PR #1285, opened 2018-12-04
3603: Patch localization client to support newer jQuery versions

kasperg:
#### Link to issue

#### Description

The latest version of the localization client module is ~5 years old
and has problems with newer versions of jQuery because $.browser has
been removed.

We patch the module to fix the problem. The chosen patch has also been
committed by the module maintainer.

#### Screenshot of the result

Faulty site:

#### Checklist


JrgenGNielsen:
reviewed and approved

====

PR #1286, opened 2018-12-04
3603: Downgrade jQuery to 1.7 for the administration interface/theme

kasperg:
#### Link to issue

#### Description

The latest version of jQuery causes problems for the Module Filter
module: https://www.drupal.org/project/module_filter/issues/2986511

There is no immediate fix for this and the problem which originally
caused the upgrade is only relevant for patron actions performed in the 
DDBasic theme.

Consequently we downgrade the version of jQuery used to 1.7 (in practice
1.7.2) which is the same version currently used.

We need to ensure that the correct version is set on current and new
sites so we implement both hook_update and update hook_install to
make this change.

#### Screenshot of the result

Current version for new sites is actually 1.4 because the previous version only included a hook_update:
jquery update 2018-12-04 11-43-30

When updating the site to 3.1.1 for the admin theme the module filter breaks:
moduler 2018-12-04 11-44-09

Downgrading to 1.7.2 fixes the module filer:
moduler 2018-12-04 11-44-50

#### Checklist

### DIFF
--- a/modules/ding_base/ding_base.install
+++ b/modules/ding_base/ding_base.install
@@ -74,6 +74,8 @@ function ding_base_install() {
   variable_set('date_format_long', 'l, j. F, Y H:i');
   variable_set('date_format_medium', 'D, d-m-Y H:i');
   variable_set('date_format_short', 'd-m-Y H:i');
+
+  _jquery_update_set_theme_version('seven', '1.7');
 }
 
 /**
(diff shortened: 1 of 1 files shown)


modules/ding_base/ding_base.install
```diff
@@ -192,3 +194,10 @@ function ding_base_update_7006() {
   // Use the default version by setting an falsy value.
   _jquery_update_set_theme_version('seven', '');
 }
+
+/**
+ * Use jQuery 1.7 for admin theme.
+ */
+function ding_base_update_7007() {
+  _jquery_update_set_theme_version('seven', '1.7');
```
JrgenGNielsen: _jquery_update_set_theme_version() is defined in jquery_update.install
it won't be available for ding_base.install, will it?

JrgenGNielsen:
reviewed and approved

====

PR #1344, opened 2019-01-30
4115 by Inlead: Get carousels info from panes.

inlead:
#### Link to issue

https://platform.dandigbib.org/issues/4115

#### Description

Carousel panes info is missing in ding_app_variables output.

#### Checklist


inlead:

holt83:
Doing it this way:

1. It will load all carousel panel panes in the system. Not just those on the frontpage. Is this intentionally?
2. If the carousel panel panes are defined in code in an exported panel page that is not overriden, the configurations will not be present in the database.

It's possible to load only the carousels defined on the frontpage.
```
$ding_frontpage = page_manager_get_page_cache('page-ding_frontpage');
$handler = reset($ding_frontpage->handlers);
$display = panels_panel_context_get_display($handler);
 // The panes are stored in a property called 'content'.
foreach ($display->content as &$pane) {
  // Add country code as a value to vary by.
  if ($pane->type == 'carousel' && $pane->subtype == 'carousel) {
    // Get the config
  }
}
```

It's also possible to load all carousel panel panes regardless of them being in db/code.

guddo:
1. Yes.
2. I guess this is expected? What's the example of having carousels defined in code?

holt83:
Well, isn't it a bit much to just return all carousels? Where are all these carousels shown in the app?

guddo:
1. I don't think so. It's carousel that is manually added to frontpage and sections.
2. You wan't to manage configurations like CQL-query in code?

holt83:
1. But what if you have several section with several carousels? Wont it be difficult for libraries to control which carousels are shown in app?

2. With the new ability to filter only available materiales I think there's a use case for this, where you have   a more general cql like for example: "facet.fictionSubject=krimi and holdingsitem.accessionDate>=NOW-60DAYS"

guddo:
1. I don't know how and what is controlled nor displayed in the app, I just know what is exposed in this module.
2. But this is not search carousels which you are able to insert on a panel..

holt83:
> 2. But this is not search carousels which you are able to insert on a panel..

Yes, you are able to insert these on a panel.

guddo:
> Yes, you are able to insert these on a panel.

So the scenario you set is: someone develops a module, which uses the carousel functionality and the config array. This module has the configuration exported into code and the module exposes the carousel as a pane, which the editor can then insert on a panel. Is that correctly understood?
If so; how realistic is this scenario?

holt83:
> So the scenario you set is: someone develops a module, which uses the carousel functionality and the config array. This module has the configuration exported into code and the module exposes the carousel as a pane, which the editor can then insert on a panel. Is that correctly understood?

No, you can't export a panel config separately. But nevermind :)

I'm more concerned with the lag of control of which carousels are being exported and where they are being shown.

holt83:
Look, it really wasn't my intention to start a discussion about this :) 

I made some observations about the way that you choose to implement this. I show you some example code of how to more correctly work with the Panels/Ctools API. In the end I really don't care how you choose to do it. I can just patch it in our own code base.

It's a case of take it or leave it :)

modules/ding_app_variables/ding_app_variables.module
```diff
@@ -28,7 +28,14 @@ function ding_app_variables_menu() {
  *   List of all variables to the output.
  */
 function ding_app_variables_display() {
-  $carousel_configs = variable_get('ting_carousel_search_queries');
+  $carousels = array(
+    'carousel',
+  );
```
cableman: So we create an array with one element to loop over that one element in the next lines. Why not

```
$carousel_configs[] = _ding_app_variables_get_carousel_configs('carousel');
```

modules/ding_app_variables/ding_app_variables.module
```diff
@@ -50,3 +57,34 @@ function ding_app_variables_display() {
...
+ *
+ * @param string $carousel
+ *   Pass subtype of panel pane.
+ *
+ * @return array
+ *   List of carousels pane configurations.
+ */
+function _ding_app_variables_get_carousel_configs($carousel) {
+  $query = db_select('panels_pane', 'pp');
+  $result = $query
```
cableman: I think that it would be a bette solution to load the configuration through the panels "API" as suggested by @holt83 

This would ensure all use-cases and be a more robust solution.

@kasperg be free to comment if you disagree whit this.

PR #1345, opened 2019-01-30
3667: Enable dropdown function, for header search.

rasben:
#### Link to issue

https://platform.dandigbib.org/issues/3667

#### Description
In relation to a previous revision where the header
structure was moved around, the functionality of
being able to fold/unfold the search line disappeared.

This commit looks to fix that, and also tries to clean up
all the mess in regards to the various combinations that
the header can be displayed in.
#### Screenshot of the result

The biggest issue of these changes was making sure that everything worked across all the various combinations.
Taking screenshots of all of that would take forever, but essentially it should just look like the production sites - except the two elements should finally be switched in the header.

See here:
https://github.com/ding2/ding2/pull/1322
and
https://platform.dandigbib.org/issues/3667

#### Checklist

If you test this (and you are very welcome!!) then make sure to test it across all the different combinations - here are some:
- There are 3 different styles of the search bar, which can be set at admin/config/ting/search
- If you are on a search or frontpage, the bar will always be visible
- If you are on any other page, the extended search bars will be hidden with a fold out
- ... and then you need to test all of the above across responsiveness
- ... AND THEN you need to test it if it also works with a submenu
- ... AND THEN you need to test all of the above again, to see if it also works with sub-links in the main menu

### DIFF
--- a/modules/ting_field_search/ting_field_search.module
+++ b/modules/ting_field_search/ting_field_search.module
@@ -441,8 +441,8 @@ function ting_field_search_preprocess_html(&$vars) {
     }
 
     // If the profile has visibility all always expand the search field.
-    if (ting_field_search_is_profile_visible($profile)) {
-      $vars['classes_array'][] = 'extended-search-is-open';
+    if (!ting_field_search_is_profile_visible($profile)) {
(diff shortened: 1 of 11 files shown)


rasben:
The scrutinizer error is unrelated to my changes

====

**THE TASK:** Locate the string "possible" in the listing above and copy every line where it occurs.

**EXPECTED ANSWER:**
It's possible to load only the carousels defined on the frontpage.
It's also possible to load all carousel panel panes regardless of them being in db/code.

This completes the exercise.